-- Supplied records follows --

Issue #309, opened 2018-01-18
Orca nestloop join should not broadcast co-located tables


hsyuan:
Repro:
```sql
create table R(a int, b int) distributed by(a);
create table S(a int, b int) distributed by(a);
create index s_idx_b on S(b);
set optimizer_enable_hashjoin=off;

explain select * from R, S where R.a=S.a;
                                         QUERY PLAN
---------------------------------------------------------------------------------------------
 Gather Motion 3:1  (slice2; segments: 3)  (cost=0.00..1324032.79 rows=1 width=16)
   ->  Nested Loop  (cost=0.00..1324032.79 rows=1 width=16)
         Join Filter: r.a = s.a
         ->  Broadcast Motion 3:3  (slice1; segments: 3)  (cost=0.00..431.00 rows=1 width=8)
               ->  Table Scan on r  (cost=0.00..431.00 rows=1 width=8)
         ->  Table Scan on s  (cost=0.00..431.00 rows=1 width=8)
 Settings:  optimizer=on
 Optimizer status: PQO version 2.53.9
(8 rows)

explain select * from R join S on R.a=S.a and R.b=S.b;
                                         QUERY PLAN
---------------------------------------------------------------------------------------------
 Gather Motion 3:1  (slice2; segments: 3)  (cost=0.00..437.00 rows=1 width=16)
   ->  Nested Loop  (cost=0.00..437.00 rows=1 width=16)
         Join Filter: true
         ->  Broadcast Motion 3:3  (slice1; segments: 3)  (cost=0.00..431.00 rows=1 width=8)
               ->  Table Scan on r  (cost=0.00..431.00 rows=1 width=8)
         ->  Index Scan using s_idx_b on s  (cost=0.00..6.00 rows=1 width=8)
               Index Cond: s.b = r.b
               Filter: r.a = s.a
 Settings:  optimizer=on
 Optimizer status: PQO version 2.53.9
(10 rows)
```

We should not broadcast table `R` in both queries, because R and S are co-located.

hardikar:
Solved for simple NLJ with  pr #409

vraghavan78:
vraghavan=# explain select * from R, S where R.a=S.a;
                                    QUERY PLAN
-----------------------------------------------------------------------------------
 Gather Motion 3:1  (slice1; segments: 3)  (cost=0.00..1324032.35 rows=1 width=16)
   ->  Nested Loop  (cost=0.00..1324032.35 rows=1 width=16)
[...]

PR #332, opened 2018-02-15
Generate a Nested loop Join alternative with no broadcast motion

khannaekta:
This PR addresses the gporca issue: https://github.com/greenplum-db/gporca/issues/309

Prior to this PR, for Inner Join queries with join predicate on the distribution column ORCA produced a plan as follows:

```
-> Gather Motion
   ->  Nested Loop
         Join Filter: distribcolforouter = distribcolforinner
         ->  Broadcast Motion
               ->  Table Scan on outerchild
         ->  Table Scan on innerchild
```
The above plan can be optimized further by removing the broadcast motion added on top of the outer child. Since the tuples are already co-located, the broadcast motion is unnecessary and can be dropped.
For `PhysicalInnerNLJoin`, ORCA send 2 requests :-
Request 0: requests outer child to be ANY distribution and inner as Replicated or have matching 
                   distribution if outer delivered Universal/Singleton
Request 1: requests outer child to be Replicated and inner as Non-Singleton or Singleton if outer
                   delivered Universal distribution
This PR, enhances Request 0 to additionally check if the outer child delivers a hash distribution then require the inner child to be hashed on the join predicate matching the outer child's hashed column. Due to this additional request, we see plan space size changes in the mdp files. 

Now, ORCA produces the following plan:
```
-> Gather Motion
   ->  Nested Loop
         Join Filter: distribcolforouter = distribcolforinner
         ->  Table Scan on outerchild
         ->  Table Scan on innerchild
```
There is a corresponding GPDB PR() for test updates for plan changes due to this fix


libgpopt/src/operators/CPhysicalInnerNLJoin.cpp
```diff
@@ -108,6 +111,50 @@ CPhysicalInnerNLJoin::PdsRequired
 
 	if (GPOS_FTRACE(EopttraceDisableReplicateInnerNLJOuterChild) || 0 == ulOptReq)
```
vraghavan78: logic seems wrong, why do we care if we disable replicate inner child or not?

libgpopt/src/operators/CPhysicalInnerNLJoin.cpp
```diff
@@ -128,5 +175,57 @@ CPhysicalInnerNLJoin::PdsRequired
 	return GPOS_NEW(pmp) CDistributionSpecNonSingleton();
 }
 
+// search the given array of predicates for an equality predicate
+// that has one side equal to the given expression,
+// if found, return the other side of equality, otherwise return NULL
+CExpression *
+CPhysicalInnerNLJoin::PexprMatchEqualitySide
```
vraghavan78: is there a similar logic that hash join does? If so, can we reuse it?

khannaekta: Hash join has a different implementation. `CPhysicalScan` uses the same logic.
Will move the logic to `CUtils`.

libgpopt/src/operators/CPhysicalInnerNLJoin.cpp
khannaekta: But we care about the OR part of the condition `0 == ulOptReq`. Not sure of the actual intent but looks like we do not want to request `ulOptReq = 1` at all when this guc is ON.
(ulOptReq = 1: requests outer child to be Replicated)

libgpopt/src/base/CUtils.cpp
```diff
@@ -1238,8 +1238,7 @@ CUtils::FPhysicalInnerJoin
 {
 	GPOS_ASSERT(NULL != pop);
 
-	return 	COperator::EopPhysicalInnerNLJoin == pop->Eopid() ||
-		COperator::EopPhysicalInnerIndexNLJoin == pop->Eopid() ||
```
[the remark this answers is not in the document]
khannaekta: The only caller of this function is `CPhysicalJoin::PdsDerive`. In `CPhysicalJoin::PdsDerive` it checks this condition and adds an equiv hashed spec set for inner distribution is used for distribution spec matching. But if equiv hashed spec set is set for `EopPhysicalInnerNLJoin`, distribution spec matching goes into an infinite loop resulting into a segfault. 

We can add it the check for `EopPhysicalInnerNLJoin` at the caller end, and add it back here to avoid confusion.

libgpopt/src/operators/CPhysicalInnerNLJoin.cpp
```diff
@@ -108,6 +111,50 @@ CPhysicalInnerNLJoin::PdsRequired
...
+
+					// create a matching hashed distribution request
+					BOOL fNullsColocated = pdshashed->FNullsColocated();
+					CDistributionSpecHashed *pdshashedEquiv = GPOS_NEW(pmp) CDistributionSpecHashed(pdrgpexprMatching, fNullsColocated);
+
+					return pdshashedEquiv;
+				}
+				pdrgpexprMatching->Release();
+			}
+		}
```
hsyuan: Why do we request redistribute for inner child to match outer instead of vice versa?
For join `t inner join pt on (t.a=pt.b)`, with both table distributed by column `a`, `pt` partitioned by `b`, will we miss the opportunity to do dynamic partition pruning?

libgpopt/src/operators/CPhysicalInnerNLJoin.cpp
dhanashreek89: Request 0: Outer child requested to be `Any`
Request 1: Outer child requested to be `Replicated`
So when `optimizer_enable_broadcast_nestloop_outer_child` (enable outer child of InnerNLJ to be replicated) is set to off; we still need to request `Any` for request 1. Hence the check.

libgpopt/src/operators/CPhysicalInnerNLJoin.cpp
khannaekta: The dynamic partition elimination plan is still an alternative. It does not get dropped.
```
set optimizer_enable_hashjoin to off;
explain select * from t inner join pt on t.a = pt.b;
                                             QUERY PLAN
 Gather Motion 3:1  (slice2; segments: 3)  (cost=0.00..1324061.80 rows=101 width=12)
   ->  Nested Loop  (cost=0.00..1324061.79 rows=34 width=12)
         Join Filter: t.a = pt.b
         ->  Partition Selector for pt (dynamic scan id: 1)  (cost=10.00..100.00 rows=34 width=4)
               Filter: pt.b = t.a
               ->  Broadcast Motion 3:3  (slice1; segments: 3)  (cost=0.00..431.00 rows=10 width=4)
                     ->  Table Scan on t  (cost=0.00..431.00 rows=4 width=4)
         ->  Dynamic Table Scan on pt (dynamic scan id: 1)  (cost=0.00..431.00 rows=34 width=8)
 Optimizer: PQO version 2.55.1
(9 rows)
```

libgpopt/src/base/CUtils.cpp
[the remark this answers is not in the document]
dhanashreek89: why does it go in the infinite loop ?
It would be helpful If we could get a reasoning for that and explain why `CPhysicalInnerNLJoin ` is an exception at L375 in `CPhysicalJoin::PdsDerive()`.

dhanashreek89:
We still have the same issue for `CPhysicalInnerIndexNLJoin` 
```
explain select * from R join S on R.a=S.a and R.b=S.b;
                                         QUERY PLAN
---------------------------------------------------------------------------------------------
 Gather Motion 3:1  (slice2; segments: 3)  (cost=0.00..437.00 rows=1 width=16)
   ->  Nested Loop  (cost=0.00..437.00 rows=1 width=16)
         Join Filter: true
         ->  Broadcast Motion 3:3  (slice1; segments: 3)  (cost=0.00..431.00 rows=1 width=8)
               ->  Table Scan on r  (cost=0.00..431.00 rows=1 width=8)
         ->  Index Scan using s_idx_b on s  (cost=0.00..6.00 rows=1 width=8)
               Index Cond: s.b = r.b
               Filter: r.a = s.a
 Optimizer: PQO version 2.55.1
(9 rows)
```

Can this be extended for `CPhysicalInnerIndexNLJoin` as well ? I am fine with tracking this as a separate PR; up to you.

libgpopt/src/operators/CPhysicalJoin.cpp
```diff
@@ -362,22 +363,26 @@ CPhysicalJoin::PdsDerive
...
-		// 'R left join S on R.a = S.a left join T on T.a = S.a'
-		// (R, S, T are distributed by a). Without equiv hashed spec,
-		// Orca will assume (R left join S) is hash distributed by R.a,
-		// ignores the facts that it is also distributed by S.a, and
-		// request a redistribute motion on S.a, which is redundant.
-		// With the equiv hashed spec set for inner distribution, Orca
-		// will know that the equivclass has the same distribution
-		// spec during distribution spec matching.
+		// (except CPhysicalInnerNLJoin) or outer join, set the outer's
+		// distribution spec as inner's equiv hashed distribution spec,
```
dhanashreek89: Why distribution matching spec goes into an infinite loop when we include `CPhysicalInnerNLJoin` in the check ?
It would be helpful If we could get a reasoning and elaborate why `CPhysicalInnerNLJoin` is an exception here.

khannaekta: Thanks for pointing it out. CPhysicalInnerNLJoin is an exception since we never initialize equivalent hashed distribution(m_pdshashedEquiv) ever for inner (`CPhysicalInnerNLJoin::PdsRequired()`). So for R InnerNLJoin S we set S's(m_pdshashedEquiv) to R's distribution spec and vice-versa for the commutative alternative. This leads to a an infinite-recursion in `CDistributionSpecHashed::FSatisfies()`. 
Added the same comment to the file too.

And regarding extended for `CPhysicalInnerIndexNLJoin`, I would suggest we track it as a separate story as the implementations differ.

PR #1072, opened 2020-07-30
INTLY-9233

MStokluska:
# Description
Refactor of https://github.com/integr8ly/integreatly-operator/blob/master/pkg/resources/marketplace/configmap_catalog_source_reconciler.go#L60 - addressing ticket https://issues.redhat.com/browse/INTLY-9233.
The function was refactored so that it uses `CreateOrUpdate` function.

# Verification

On a fresh cluster run:
- `make cluster/prepare/local`
- `make code/run`
RHMI Operator should successfully install with all the config maps created. Once installed, change some value in the manifests folder to test update functionality. For example:
- On your cluster open config map YAML for cloud resources 
- On your machine navigate to https://github.com/integr8ly/integreatly-operator/blob/master/manifests/integreatly-cloud-resources/0.18.0/cloud-resources.v0.18.0.clusterserviceversion.yaml#L116 and set the media type to image. 
- Once the cloud resources operator is reconciled you should see the config map update happening. 

## Type of change

## Checklist

### DIFF
--- a/pkg/resources/marketplace/configmap_catalog_source_reconciler.go
+++ b/pkg/resources/marketplace/configmap_catalog_source_reconciler.go
@@ -3,12 +3,10 @@ package marketplace
 import (
 	"context"
 	"fmt"
-	"reflect"
 
 	coreosv1alpha1 "github.com/operator-framework/operator-lifecycle-manager/pkg/api/apis/operators/v1alpha1"
 	"github.com/sirupsen/logrus"
 	corev1 "k8s.io/api/core/v1"
-	k8serr "k8s.io/apimachinery/pkg/api/errors"
 	metav1 "k8s.io/apimachinery/pkg/apis/meta/v1"
 	"sigs.k8s.io/controller-runtime/pkg/client"
 	k8sclient "sigs.k8s.io/controller-runtime/pkg/client"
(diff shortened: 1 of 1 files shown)


pkg/resources/marketplace/configmap_catalog_source_reconciler.go
```diff
@@ -68,26 +66,23 @@ func (r *ConfigMapCatalogSourceReconciler) reconcileRegistryConfigMap(ctx contex
...
-			}
-
-			logrus.Infof("Updated config map %s in namspace %s", configMapName, r.Namespace)
-		}
+	case controllerutil.OperationResultUpdated:
+		logrus.Infof("Updated config map %s in namspace %s", configMapName, r.Namespace)
+	case controllerutil.OperationResultNone:
+		break
+	default:
+		return configMapName, fmt.Errorf("Unknown controllerutil.OperationResult '%v'", or)
```
sergioifg94, line 85: I would absent from returning an error in the `default`. It's very unlikely to reach this statement, but as long as the value of `err` is `nil` we shouldn't fail, maybe just log it. Anyways, it's very **very** unlikely to that this is going to happen so it's not a big deal.

```suggestion
	default:
		logrus.Infof("Unknown controllerutil.OperationResult '%v'", or)
```

MStokluska: Thanks Sergio! That is a very good point! I've applied your suggestion.

MStokluska:
Closed as the Jira got closed with "won't do"

PR #1073, opened 2020-07-30
9500 cr version on upgrade

briangallagher:
# Description
An RHMI CR has a Version field and a ToVersion field. The ToVersion field is set during upgrade. Post upgrade, the version field is set to ToVersion. On automatic upgrades (meaning the InstallPlan is auto approved) the logic to set ToVersion is done during Subscription Reconcile. 
This code change caters for the manual (meaning the InstallPlan is manually approved) scenario. 

## How to verify
Install and then upgrade RHMI manually and automatically. Verify that the version field on the CR is set to the correct version before and after the upgrade.
```
oc -n redhat-rhmi-operator get rhmi rhmi -o yaml | grep ersion
```

### Manually
See [deploying RHMI with bundle format](https://github.com/integr8ly/integreatly-operator/blob/master/README.md#deploying-to-a-cluster-with-olm-and-the-bundle-format) on how to install and then upgrade

### Automatically 
Follow the same procedure as above but do not approve the install plan. Instead, adjust `rhmiconfig` cr to force an automatic install. Set:
```spec.upgrade.notBeforeDays = 1```
```spec.upgrade.waitForMaintenance = false```

Wait for upgrade, see:
```status.upgrade.scheduled.for```

### DIFF
--- a/pkg/controller/installation/installation_controller.go
+++ b/pkg/controller/installation/installation_controller.go
@@ -271,7 +271,7 @@ func (r *ReconcileInstallation) Reconcile(request reconcile.Request) (reconcile.
 	}
 
 	// If no current or target version is set this is the first installation of rhmi.
-	if installation.Status.Version == "" && installation.Status.ToVersion == "" {
+	if manualUpgradeFirstReconcile(installation) || firstInstallFirstReconcile(installation) {
 		installation.Status.ToVersion = version.IntegreatlyVersion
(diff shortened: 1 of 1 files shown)


MStokluska:
it looks good to merge, tested the functionality on a cluster and it works as expected. Great job!
/lgtm

philbrookes:
/override ci/prow/e2e
Verified locally by @MStokluska

PR #1027, opened 2020-07-21
added test cases for 2.6.0 monitoring

jhellar:
# Description

https://issues.redhat.com/browse/INTLY-9456

PR #1079, opened 2020-07-31
fix: test c03: pagerduty key

psturc:
# Description
https://issues.redhat.com/browse/INTLY-9697
Based on failed test [here](https://master-jenkins-csb-intly.cloud.paas.psi.redhat.com/job/Integreatly/job/rhmi-install-addon-flow/218/console) and [this test case](https://github.com/integr8ly/integreatly-operator/pull/1027/files#diff-231c5ff530657ac84ede9045e779b3a0R33)

### DIFF
--- a/test/common/alerts_mechanism.go
+++ b/test/common/alerts_mechanism.go
@@ -98,6 +98,7 @@ func TestIntegreatlyAlertsMechanism(t *testing.T, ctx *TestingContext) {
 }
 
 func verifySecrets(kubeClient kubernetes.Interface) error {
+	var pagerdutyKey string
 	res, err := kubeClient.CoreV1().Secrets(RHMIOperatorNamespace).Get("redhat-rhmi-deadmanssnitch", metav1.GetOptions{})
 	if err != nil {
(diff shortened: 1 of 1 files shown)


jhellar:
@david-martin is this related to the change where the secret is being created by hive? If so, does it mean that the test would fail for installation types other than via addon flow? Should we maybe check for `PAGERDUTY_KEY` and if that is not present then for `serviceKey`?

david-martin:
> Should we maybe check for `PAGERDUTY_KEY` and if that is not present then for `serviceKey`?

@jhellar This sounds reasonable, and is what the rhmi operator code does (backwards compatible)

psturc:
thanks @jhellar @david-martin, I will update the test then

grdryn:
@Rajagopalan-Ranganathan should a similar thing be put in place for the DMS secret, so that we don't hit a similar issue once we move to that?

Rajagopalan-Ranganathan:
The DMS secret logic is also the same, it searches for the secret created by the operator first and then for the one created by CSSRE. If it doesnt exist then we throw an error. Is that what you mean @grdryn

PR #1084, opened 2020-07-31
INTLY-9691 Fix(bug): Add extra uninstall stage to allow CRO be remove before Monitoring but after SSO

Boomatang:
# Description

Issue was caused by pr #1049 which required CRO to be uninstalled after SSO. The fix is to add the CRO to a new uninstall stage that gets removed after the main products but before the monitoring is removed.

**JIRA** https://issues.redhat.com/browse/INTLY-9691

To validated:
The `cloud-resources` namespace should be fully removed before any namespace for `monitoring` is removed during uninstall.

## Type of change

## Checklist


psturc:
/lgtm

verified on osd v4.4.11

PR #1087, opened 2020-08-04
add versions check

StevenTobin:
# Description
Add version check to catch when a CHANGEME string is in the rhmi_types file

## Type of change

## Checklist


mikenairn:
This check will fail if "CHANGME" is found anywhere in this file pkg/apis/integreatly/v1alpha1/rhmi_types.go

We could get more explicit about what shouldn't be set to CHANGME, but probably not worth the effort.

/lgtm
/approve

PR #1088, opened 2020-08-05
Intly 9078

pb82:
Convert nightly results into HTML and include stage results as a table.


pawelpaszki:
@pb82 the script looks good 👍 I forgot to mention that it suppose to be placed here actually: https://github.com/integr8ly/delorean/tree/master/scripts/jenkins-reports (there will be some changes required due to shellcheck syntax warnings). The script from here can be removed

matskiv:
Emails will not be revived because we will use report portal. Closing.

PR #1103, opened 2020-08-12
remove network calls in unit tests

briangallagher:
# Description
remove network calls in unit tests to overcome Travis issue of network timeouts

PR #1110, opened 2020-08-12
bump version on cr after manually approved upgrade

pmccarthy:
# Description
Cherry picking fix from master: https://github.com/integr8ly/integreatly-operator/pull/1073

### DIFF
--- a/deploy/olm-catalog/integreatly-operator/2.6.1/integreatly-operator.v2.6.1.clusterserviceversion.yaml
+++ b/deploy/olm-catalog/integreatly-operator/2.6.1/integreatly-operator.v2.6.1.clusterserviceversion.yaml
@@ -47,6 +47,7 @@ metadata:
     support: RHMI
   name: integreatly-operator.v2.6.1
   namespace: placeholder
+  olm.skipRange: '>=2.4.0 <2.6.1'
 spec:
   apiservicedefinitions: {}
   customresourcedefinitions:
--- a/deploy/olm-catalog/integreatly-operator/2.6.1/integreatly-operator.v2.6.1.clusterserviceversion.yaml
+++ b/deploy/olm-catalog/integreatly-operator/2.6.1/integreatly-operator.v2.6.1.clusterserviceversion.yaml
@@ -457,7 +457,7 @@ spec:
   minKubeVersion: 1.12.0
   provider:
     name: rhmi
-  replaces: integreatly-operator.v2.6.0
+  replaces: integreatly-operator.v2.5.0
   selector:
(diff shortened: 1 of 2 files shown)


deploy/olm-catalog/integreatly-operator/2.6.1/integreatly-operator.v2.6.1.clusterserviceversion.yaml
```diff
@@ -47,6 +47,7 @@ metadata:
     support: RHMI
   name: integreatly-operator.v2.6.1
   namespace: placeholder
+  olm.skipRange: '>=2.4.0 <2.6.1'
```
mikenairn, line 50: Is this going to replace anything greater than or equal to 2.4.0? Any reason we are doing that?

mikenairn: Just noting here that we usually clear up old manifests for products between releases to get round the configmap limitations, only leaving the minimum required to upgrade from the previous version. This assumes that we always apply every release of our operator. Assuming nothing was upgraded between these versions, we might be ok, but if this is something we plan on doing more often, or want to allow for, then we need to maintain the correct OLM graph for every product.

mikenairn:
/override ci/prow/unit

Failing due to a known issue, fix is on the way from https://github.com/integr8ly/integreatly-operator/pull/1103

deploy/olm-catalog/integreatly-operator/2.6.1/integreatly-operator.v2.6.1.clusterserviceversion.yaml
pmccarthy: @mikenairn Yeah this is a unique case. Unfortunately due to issues with 2.5.0 upgrades in production, SRE put a halt to them and so we have clusters on both 2.4.0 and 2.5.0. We want to be able to upgrade both directly to 2.6.1 which is why we need to specify this range

pmccarthy: @mikenairn We'll be looking to remove this following the 2.6.1 upgrade. We just need it here for the reasons I've listed above

pawelpaszki:
@mikenairn can you approve again? Would it be possible to override e2e to speed up the process of merging?

pawelpaszki:
/override ci/prow/unit

Failing due to a known issue, fix is on the way from #1103

PR #1114, opened 2020-08-13
N02 and E04 test case descriptions updated

trepel:
# Description

E04 updates:
Small notes on how to use the scripts and that it might be slightly tricky to bring stuff back up. Based on my experience doing the test case during 2.6.0

N02 updates:
Removed step 8 - CLUSTER_ID is not used in subsequent steps
Added steps 14 and 15 - these describe how to use workload-web-app to see the downtimes. These steps were just copy-pasted from H21.
The rest of the diff is just due to changing the step numbers, no content changes there.

Not sure how to verify this. Probably just read through the changes if that makes sense.

### DIFF
--- a/test-cases/tests/dashboards/e04-verify-slo-dashboard.md
+++ b/test-cases/tests/dashboards/e04-verify-slo-dashboard.md
@@ -31,7 +31,7 @@ Note: this test should only be performed at a time it will not affect other ongo
    > redhat-rhmi-solution-explorer -> Workloads -> Deployment Configs -> Scale to 1
    > redhat-rhmi-ups -> Workloads -> Deployments -> Scale to 1
 
-Execute the scripts below in a separate terminal tab/window and keep them running. It will keep scaling down stuff so that things don't start working automatically.
+Execute the scripts below in a separate terminal tab/window and keep them running. It will keep scaling down resources and prevent from automatic scale up by the operator(s).
 
 Bringing things up might not be so simple. Make sure you have access to the terminal output of the scripts to see how many pods (replicas) were there originally and manually change that back if some alerts don't stop firing.
 
--- a/test-cases/tests/dashboards/e04-verify-slo-dashboard.md
+++ b/test-cases/tests/dashboards/e04-verify-slo-dashboard.md
@@ -18,7 +18,7 @@ Note: this test should only be performed at a time it will not affect other ongo
 
 ## Steps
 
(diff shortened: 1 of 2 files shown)


pawelpaszki:
@trepel actually we are going to stop using `measure-downtime.json` script, so could you remove references to it from N02?

test-cases/tests/dashboards/e04-verify-slo-dashboard.md
```diff
@@ -31,6 +31,10 @@ Note: this test should only be performed at a time it will not affect other ongo
    > redhat-rhmi-solution-explorer -> Workloads -> Deployment Configs -> Scale to 1
    > redhat-rhmi-ups -> Workloads -> Deployments -> Scale to 1
 
+Execute the scripts below in a separate terminal tab/window and keep them running. It will keep scaling down stuff so that things don't start working automatically.
```
pawelpaszki, line 34:
```suggestion
Execute the scripts below in a separate terminal tab/window and keep them running. It will keep scaling down resources and prevent from automatic scale up by the operator(s).
```

test-cases/tests/dashboards/e04-verify-slo-dashboard.md
```diff
@@ -31,6 +31,10 @@ Note: this test should only be performed at a time it will not affect other ongo
...
+
+Bringing things up might not be so simple. Make sure you have access to the terminal output of the scripts to see how many pods (replicas) were there originally and manually change that back if some alerts don't stop firing.
```
pawelpaszki, line 36:
```suggestion
Bringing resources up might not be so simple. Make sure you have access to the terminal output of the scripts to see how many pods (replicas) were there originally and manually change that back if some alerts don't stop firing.
```

test-cases/tests/dashboards/e04-verify-slo-dashboard.md
trepel: hey, resources is much nicer word than stuff :) Was not sure how to call Deployments, DeploymentConfigs, and StatefulSets by general word.

trepel:
> @trepel actually we are going to stop using `measure-downtime.json` script, so could you remove references to it from N02?

Are we? I did not know about that. Ok, I will update the PR accordingly.

Thanks for the review.

trepel:
@pawelpaszki Thanks for the suggestions, both were accepted. As per discussion we will keep this PR small and focused. The measure-downtime.js script removal will be part of separate PR. Would you mind to take another look?

PR #1120, opened 2020-08-17
Added test case to upgrade to simulated version

trepel:
# Description

A new test case based on https://issues.redhat.com/browse/INTLY-9492


trepel:
@pb82 is this important to test this for 2.7.0? If yes, it would be ideal to have this merged before the code freeze?

trepel:
@pb82 due to recent shift from RHMI to RHOAM, do you find this test case still relevant?

PR #1131, opened 2020-08-19
Release v2.6

pmccarthy:
## Description
Pushing v2.6 base branch changes back into master. It has been decided to skip v2.6 and move directly for v2.7 in production

Main change of note is the introduction of the `olm.skipRange` parameter than may be required for future releases, v2.7 in particular as we have some production clusters running v2.4.0 while others are running v2.5.0


deploy/olm-catalog/integreatly-operator/2.6.1/integreatly-operator.v2.6.1.clusterserviceversion.yaml
```diff
@@ -0,0 +1,465 @@
...
+            "smtpSecret": "redhat-rhmi-smtp",
+            "type": "managed",
+            "useClusterStorage": "true"
+          }
+        }
+      ]
+    capabilities: Basic Install
+    categories: RHMI integration
+    certified: "false"
+    containerImage: quay.io/integreatly/integreatly-operator:v2.6.1-rc3
```
pmccarthy, line 44: Not sure if it's ok to still reference an RC image here? Testing for v2.6.1 commenced but was then halted when the decision to skip v2.6 was made. As a result we don't have an official `integreatly-operator:v2.6.1` image to reference

wei-lee: I think this is ok. This will only have an impact if you run the operator via OLM, and it doesn't impact production environments at all.

PR #1132, opened 2020-08-19
Delete test case A20 because obsolete

b1zzu:
# Description

The test case A20 is testing a requirement that has been removed

## Type of change

## Checklist


trdoyle81:
My argument for keeping test cases is pertinent to one-off or version specific test cases (eg for bug fixes) and retaining the ability to rerun the test case in the future if needed (if a bug reoccured for example). However, In this case, the feature requirement has removed and therefore the test case should also be deleted (imo).

trdoyle81 (approved):

b1zzu:
Good points @trepel, for the link we can fix it by using the commit sha instant of the branch name when generating the jira tasks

-- Supplied records concluded --

▸ **Assignment**: Each line containing the word "Unknown" needs to be copied from the data above.

▸ **Task answer**:
+		return configMapName, fmt.Errorf("Unknown controllerutil.OperationResult '%v'", or)
		logrus.Infof("Unknown controllerutil.OperationResult '%v'", or)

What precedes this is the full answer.